Anti virus software

<< Click to Display Table of Contents >>

Navigation:  »No topics above this level«

Anti virus software

Exchange Server Toolbox is able to test incoming messages for viruses using the integrated ClamAV or your installed anti virus software.

 

ClamAV

The integrated anti virus is the Windows version of ClamAV: ClamWin (http://www.clamwin.com)

 

"Clam AntiVirus is an open source (GPL) anti virus toolkit for UNIX, designed especially for email scanning on mail gateways. [...] The core of the package is an anti virus engine available in a form of shared library.

 

Here is a list of the main features:

   * [...]

   * advanced database updater with support for scripted updates and digital signatures

   * virus scanner C library

   * virus database updated multiple times per day (see homepage for total number of signatures)

   * built-in support for various archive formats, including Zip, RAR, Tar, Gzip, Bzip2, OLE2, Cabinet, CHM, BinHex, SIS and others

   * built-in support for almost all mail file formats

   * built-in support for ELF executables and Portable Executable files compressed with UPX, FSG, Petite, NsPack, wwpack32, MEW, Upack and shrouded with SUE, Y0da Cryptor and others

   * built-in support for popular document formats including MS Office and MacOffice files, HTML, RTF and PDF

(Source: http://www.clamav.net/)

 

 

Installed anti virus software

Installed anti virus software can be used by Exchange Server Toolbox as long as it includes an "On Access Scanner" that checks all files written to the hard disk.

 

 

Common settings for any virus software you want to use with Exchange Server Toolbox are:

If a virus is found (files and archives) the software must not prompt for any user interaction. Set "delete file" or "move/rename file" as action to be taken.

 

 

The specific behavior varies depending on the anti virus software you use.

Below, we will provide detailed configuration instructions for some anti virus software systems:

 

GData

BitDefender

Kaspersky

Sophos

 

 

GData

 

It is important that the mail scanner of GData is disabled. Otherwise Exchange Server Toolbox will not work correctly.

 

GData AntiVirus is delivered with an "On Access Scanner" that is able to notice if an infected file was written to / read from the hard disk. The "On Access Scanner" needs time to test attachments resulting in a longer download time for messages.

 

To make Exchange Server Toolbox and GData virus scanner work together some changes in the configuration of the "AVK Guard" are necessary:

 

Infected files have to be moved or deleted without prompting.

Infected archives should be handled without prompting a warning.

Files have to be scanned while writing to disk.

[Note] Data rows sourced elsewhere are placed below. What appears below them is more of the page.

PR #147, opened 2016-07-09
Neater UI

deavmi:


MathJud:
Hmm ..., there is a new [logger](https://github.com/WachterJud/qaul.net/blob/qaul-ng/src/libqaul/include/qaullib/logging.h) which will replace all fprintf calls.
It shall be configurable from the command line. This is not realized yet, but the logger functions are here:
https://github.com/WachterJud/qaul.net/blob/qaul-ng/src/libqaul/include/qaullib/logging.h

deavmi:
I think that this logger should be implemented and then via the command-line the user should be able to give a command line argument with the given level of verbosity of the logs.

PR #148, opened 2016-07-12
Neater command-line code

deavmi:


MathJud:
thanks!
But I think it should explain, that this script is only for debian based distros, and I would like to have it in a manner, that users/developers can add the commands for other distros.

deavmi:
Okay. :)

Also scan archives. Most viruses attached to emails are in an archive (e.g. *.zip Files).

 

 

BitDefender

 

BitDefenders virus scanners are able to check incoming messages. If you enable the appropriate anti virus feature in the Anti virus options form Exchange Server Toolbox activates this function in your scanner. After activating it all forwarded Messages containing a virus will be replaced by a notification message from the anti virus software.

 

Kaspersky

 

Kaspersky virus scanners are delivered with an "On Access Scanner" that is able to notice whether an infected file was written to / read from the hard disk.

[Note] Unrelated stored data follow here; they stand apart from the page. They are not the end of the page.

PR #157, opened 2016-08-21
Is this acceptable?

deavmi:
They only are referneced in the for loops so why not declare them there as the syntax suggests so.


deavmi:
Oh I see now. C99 allows it but not the newer C11?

The "On Access Scanner" needs time to test attachments resulting in a longer download time for messages.

 

To make Exchange Server Toolbox and the Kaspersky virus scanner work together some changes in the configuration of the "Anti virus Monitor" have to be made.

 

Following changes are required:

Viruses have to be renamed or deleted without asking.

Disable the warning message box.

 

Following changes are recommended:

Also scan compressed files. Most viruses attached to emails are in archives (e.g. *.zip Files).

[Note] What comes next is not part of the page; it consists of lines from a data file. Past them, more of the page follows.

PR #242, opened 2019-06-11
Building out the API

NoraCodes:
I'm using this PR as a place to build out the API and the testing infrastructure. Here, I've defined the basic structure of the user-to-user message API and a way to detect errors in those messages.

This uses the BLAKE2 algorithm, which is of similar strength to SHA-3 (Keccak) but much faster to compute.


libqaul/common/src/message.rs
```diff
@@ -0,0 +1,19 @@
...
+/// A `Message` to be sent from the `sender` to the `recipient`, associated
+/// with the given `service`.
+/// Differs from a RATMAN message; this is a user-to-user, fully encapsulated
+/// message which does not care (or know) how it is delivered, merely that it
+/// was sent by one user and is meant for another.
+pub struct Message {
+    sender: UserID,
+    recipient: UserID,
+    // TODO DESIGN: Include a fingerprint here?
+    // TODO DESIGN: It's probably a good idea to add a signature in addition to
```
spacekookie: I would say "yes" to both of those.

Although firstly I guess we should answer the question: is the fingerprint and "UserID" different? From how I see it we have three IDs at play here

- qaul.net ID
- fingerprint
- RATMAN routing ID

We could just make all three the same. The potential upside is that it requires less space. Not sure if there's any downsides other than _maybe_ more likely collisions?

Once we figured this out, I would suggest we include the signature of some always-changing payload like a timestamp or message counter

libqaul/common/Cargo.toml
```diff
@@ -5,4 +5,5 @@ version = "0.1.0"
 authors = ["Katharina Fey <kookie@spacekookie.de>"]
```
spacekookie: Feel free to add yourself as an author too

libqaul/common/src/lib.rs
```diff
@@ -1,9 +1,16 @@
 //! A small library with data types used across qaul.net
+extern crate blake2;
+mod message;
+mod payload;
+
+pub type HashBytes = [u8; 32];  // Because of the lack of type-level generics,
```
spacekookie: I'm wondering if we maybe wanna use the [generic array](https://docs.rs/generic-array/0.13.0/generic_array/) crate here? I've never worked with it directly but a bunch of RustCrypto crates use it for exactly this reason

Scan all files (not only files that may be infected) to get better results.

Allow Kaspersky to provide a "Report File" briefing you if any viruses were found.

 

 

Sophos

 

Sophos virus scanners are delivered with an "On Access Scanner" that is able to notice if an infected file was written to/read from the hard disk. The "On Access Scanner" needs time to test attachments resulting in a longer download time for messages.

 

To make Exchange Server Toolbox and the Sophos virus scanner work together some changes in the configuration of the "InterCheck - Client" have to be made.

 

Following changes are required:

Viruses have to be renamed, removed or deleted without asking.

Files have to be scanned while writing to disk.

 

Following changes are recommended:

Also scan compressed files. Most viruses attached to emails are in archives (e.g. *.zip Files).

Scan Files while reading and renaming files.